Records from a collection
****************************************

PR #4390, opened 2021-10-29
Make compile with deal.II-dev

gassmoeller:
This makes ASPECT compile with the recent deal.II dev. dealii/dealii#12874 made a parameter const that is set in ASPECT. ASPECT uses our own modified copy of the `ParticleOutput` class.

### DIFF
--- a/source/postprocess/particles.cc
+++ b/source/postprocess/particles.cc
@@ -121,7 +121,11 @@ namespace aspect
           {
             patches[i].vertices[0] = particle->get_location();
             patches[i].patch_index = i;
+
+#if !DEAL_II_VERSION_GTE(10,0,0)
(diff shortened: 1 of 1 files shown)


tjhei (approved):
@bangerth breaking ASPECT. 😉

tjhei:
How does this work @gassmoeller , shouldn't you set the value as long as dim>0?

bangerth (approved):
Ah, my bad. I think the line was always unnecessary, but this is the safe solution.

tjhei:
I don't understand. Why is setting it to one optional only now? I there a default value set somewhere? Wouldn't the correct solution be to delete the line completely or set it only for dim>0?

****************************************

Go line by line through the data and copy any that contain "with".

[Reply to the task]
Make compile with deal.II-dev
This makes ASPECT compile with the recent deal.II dev. dealii/dealii#12874 made a parameter const that is set in ASPECT. ASPECT uses our own modified copy of the `ParticleOutput` class.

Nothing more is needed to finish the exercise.